The knock came just after dawn.

Kyle sat at his small kitchen table, elbows braced on the worn laminate, staring at the slow drip from the faucet. The rhythm had irritated him for days, each drop landing like the tick of a clock, but this morning it just filled the silence. His coffee had gone cold hours ago, the surface filmed over.

When the knock came again, heavier this time, he knew it wasn’t a neighbor.

He stood, heart stuttering once before finding its old, steady beat, the one he’d learned overseas, the one that always came before orders.

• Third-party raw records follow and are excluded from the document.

PR #463, opened 2017-01-31
Fix issue with updating arguments

rehandalal:
r?

### DIFF
--- a/recipe-server/normandy/recipes/tests/test_models.py
+++ b/recipe-server/normandy/recipes/tests/test_models.py
@@ -283,6 +283,12 @@ class TestRecipe(object):
         recipe.update(locales=[])
         assert recipe.locales.count() == 0
 
+    def test_recipe_update_arguments(self):
+        recipe = RecipeFactory(arguments_json='')
+        recipe.update(arguments={'something': 'value'})
+        assert recipe.arguments == {'something': 'value'}
+        assert recipe.arguments_json == '{"something": "value"}'
+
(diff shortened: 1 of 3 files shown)


recipe-server/normandy/recipes/tests/test_models.py
```diff
@@ -283,6 +283,12 @@ def test_recipe_update_locales(self):
         recipe.update(locales=[])
         assert recipe.locales.count() == 0
 
+    def test_recipe_update_arguments(self):
+        recipe = RecipeFactory(arguments_json='')
+        recipe.update(arguments={'something': 'value'})
+        assert recipe.arguments == {'something': 'value'}
+        assert recipe.arguments_json == '{"something": "value"}'
```
chartjes: This second assertion seems redundant to me unless the code that turns the arguments into JSON is complicated...

recipe-server/normandy/recipes/tests/test_models.py
```diff
@@ -283,6 +283,12 @@ def test_recipe_update_locales(self):
         recipe.update(locales=[])
         assert recipe.locales.count() == 0
 
+    def test_recipe_update_arguments(self):
```
Osmose: Can you also add an API test that reproduces the error POSTing to the view? That'd be closer to the situation we're actually seeing the error in.

rehandalal:
@Osmose I added the test you requested. I also verified that it was a failing test without the changes.

PR #465, opened 2017-02-01
recipe-server: Add release info for Sentry

mythmon:
I'd like to put this out with v30, I think it will help track things on Sentry. Plus, we can use "Resolved in next version" on Sentry, which will be nice.


mythmon:
This doesn't affect any of our testing, and we don't have tests for other version related things, so I'm going to cancel @chartjes's review on this.

PR #470, opened 2017-02-02
Fix #469: Use extra_filter_expression as name for filter expressions.

### LINKED ISSUE #469: Cannot create new recipes using control interface (extra_filter_expressions: this field is required)
When creating or cloning a recipe in the control interface, the POST to create the recipe return a HTTP 400 and the error `{"extra_filter_expression": ["This field is required."]}`.

Osmose:
Updates the frontend to match the field name for the backend.

I ran into this error yesterday and wrote a fix, but this morning I tried replicating the issue on master and couldn't anymore, and assumed I had some stale JS builds or something. But then #469 happened, so I'm not sure anymore.

I think it's important that we reliably replicate this locally before testing and merging this fix.


mythmon:
I'm stealing this review to keep things moving today.

PR #472, opened 2017-02-02
add logging configs for parquet schemas to recipe-server docker container

relud:


recipe-server/parquet_schemas/normandy.admin.docker.app/request.summary.cfg
```diff
@@ -0,0 +1,37 @@
...
+    optional int64 Severity;
+    optional int64 Pid;
+    optional binary fields_lang (UTF8);
+    optional binary fields_method (UTF8);
+    optional binary fields_path (UTF8);
+    optional binary fields_rid (UTF8);
+    optional binary fields_uid (UTF8);
+    optional binary fields_user_agent_browser (UTF8);
+    optional binary fields_user_agent_os (UTF8);
+    optional binary fields_user_agent_version (UTF8);
```
mythmon: The logs I see just have an `agent` field, unparsed. Can we include that as well as the parsed versions? (Or just that).

Also, where is the code that extracts these values from the mozlog format? (I know we talked about it living elsewhere, but  I'd like to see it).

mythmon:
I'm not sure why, but this CircleCI ran the job for this PR under @relud's repo, and it failed. I can't really do anything about that. Relud, can you check if you have web hooks on your fork of normandy, and if so, remove them and re-push to this branch? (force pushing an "amended" commit will work well)

recipe-server/parquet_schemas/normandy.admin.docker.app/request.summary.cfg
relud: you won't always get the raw agent, because that's PII, but for agents that fail to parse I can keep the agent.

mozlog json is converted to heka/hindsight messages here:
https://github.com/mozilla-services/cloudops-deployment/blob/parquet_rework/libs/puppet/modules/logging/files/hindsight/decoders/mozlog.lua

and then fields are removed/transformed here:
https://github.com/mozilla-services/cloudops-deployment/blob/parquet_rework/libs/puppet/modules/logging/files/hindsight/encoders/common.lua

the default config options are the ones in place unless configured in these files.

relud:
I don't have any webhooks configured, but I can copy the (non-secret) parts of the config from upstream

PR #473, opened 2017-02-02
recipe-server: Update raven

mythmon:
Sentry keeps complaining we use an old version of this library.


mythmon:
Changelog: https://github.com/getsentry/raven-python/blob/master/CHANGES

mythmon:
Docs for integrating with Django: https://docs.sentry.io/clients/python/integrations/django/

It seems I need to tweak our logging config too, due to changes in the library.

mythmon:
Updated ^

PR #479, opened 2017-02-06
Functional tests via Selenium

Osmose:
We've had a few errors during deploys recently with things like the ability to save recipes properly, which reminded me that I never got around to writing marionette/selenium tests. I wanted to learn a bit more about writing selenium tests this weekend anyway, so I worked on this a bit. Whereas the last few times I tried this I was trying to get a version of Firefox that could run recipes, this PR focuses only on testing the functionality of the control interface.

This PR adds another project similar to the `mock-recipe-server` project that builds and runs a docker-compose setup running the recipe server, a selenium server with Firefox, and a container running pytest that executes functional tests.

Future followup work would be:

- Write more tests, this only has a very basic one.
- Refactor the test(s) to use [page objects](http://selenium-python.readthedocs.io/page-objects.html) and other common, useful patterns (former WebQA engineers are well-versed in this).
- Customize which Firefox selenium is using (currently it's hard-coded to 51.0.1 in their docker image) and to install the system add-on and do some in-chrome tests, which AFAIK is a thing Selenium can do in Firefox via Marionette.
- Do the above, or wait until Firefox 52 hits release and the selenium docker images, and run the tests through the nginx proxy over SSL. We need Firefox 52 for this as [a bug prevented versions before that from disabling certificate verification](https://bugzilla.mozilla.org/show_bug.cgi?id=1103196).

One last note, I named the project `functional_tests`, with an underscore, on purpose. The mixture of underscores and dashes throughout the project is a bit confusing, and I think the common pattern is to use underscores for directory paths and filenames and dashes for things like docker image names, slugs, etc. I can change the name if this is a major problem.


functional_tests/bin/wait-for-it.sh
```diff
@@ -0,0 +1,182 @@
+#!/usr/bin/env bash
```
Osmose: The normandy container can't use `wait-for-it.sh` on itself, as far as I can tell. So I copied it to the `functionaltestrunner` container. I'd like to not have multiple copies lying around but don't have a good alternative.

recipe-server/bin/create_test_admin.py
```diff
@@ -0,0 +1,15 @@
+#!/usr/bin/env python
```
Osmose: Django has no way to create a superuser in a script _with a password_. `createsuperuser` can only set a password interactively.

The common alternative is to pipe the Python code to `manage.py shell`, but I had lots of trouble getting this to work in a container run via `docker-compose`. I'd love to do this better.

Osmose:
Marking as WIP while I finagle CircleCI issues.

Osmose:
Yeah that build is "passing" but is actually failing all over the place.

functional_tests/bin/wait-for-it.sh
mythmon: Is `wait-for-it.sh` much different than our use of [`takis`](https://github.com/mozilla/normandy/blob/645bcc4f4cfe9bbb472704162c8b543624c90803/recipe-server/bin/ci/test#L11)? Would using that instead be easier?

Osmose:
Okay, this is ready for review. I rebased on #481 and confirmed that an intentional test failure is surfaced, so the tests appear to be working on CircleCI.

Osmose:
> Firefox has built-in support for webdriver and listening to requests on a specific port. Back in the first half of last year I wrote some tests for Loop (Hello) that tested the video chat sessions, so maybe you might want to look at the use of Marionette for this stuff. I still have the testing code around if you want to look at it.

As I understand it, the driver that the Selenium server this PR uses controls Firefox via Marionette. It's testing on 51.0.1, and [Marionette seems to be the only driver that works on Firefox versions past 47](http://www.theautomatedtester.co.uk/blog/2016/selenium-webdriver-and-firefox-47.html).

IIRC I talked with @AutomatedTester a while ago and he had some example of switching to a chrome context from Selenium, which will let us test the add-on with this stuff too.

chartjes:
Sounds like you're on top of the things I am concerned about. +1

Through the peephole he saw two men: one older, dressed in a brown sport coat that didn’t fit quite right, the other younger, posture rigid, hand resting close to his radio.

Kyle opened the door.

“Mr. Whitaker?” the older one said. His voice had the calm certainty of someone who’d already decided what kind of man he was speaking to.

Kyle nodded.

“I’m Detective Harlan,” the man continued, showing his badge in a brief, almost courteous flash. “This is Officer Denton. We’d like to ask you a few questions about something that happened on West Auburn Street last night.”

Behind them, the early light painted the parking lot in pale gold. Somewhere a dog barked, and a garbage truck hissed to a stop. The world went on, utterly normal.

“Come in.”

“We’d like to do it at the station,” said Harlan.

Kyle felt himself go rigid.  He studied Harlan’s eyes.  “Am I being arrested?”

“Should you be?” asked Denton.

Harlan raised his hand.  “No, it’s just a better place to take down your statement.”

Kyle didn’t resist. Didn’t ask what it was about. The calm that had kept him alive through deployments settled over him again, a strange, hollow steadiness that made everything distant.  If he pushed it far enough away, it wasn’t really happening.

He grabbed his jacket from the back of the chair, locked the door out of habit, even though he had nothing worth stealing, and followed them out.


The back seat of the cruiser smelled faintly of vinyl and sweat. The cage between him and the front seats gleamed faintly in the light. Officer Denton didn’t speak; the only sound was the soft crackle of the radio and the hum of tires on the road.

At a stoplight, Kyle caught his reflection in the plexiglass divider, older, drawn, the mustache too dark against skin that hadn’t seen sun in weeks.

He didn’t look guilty. Just tired.


The interview room was colder than it needed to be. A single vent rattled overhead, blowing air that smelled faintly of disinfectant. Fluorescent lights hummed, bleaching everything to a dull blue-white that made even clean skin look sickly. Kyle wondered whether not having modern LED lighting played somehow into the questioning.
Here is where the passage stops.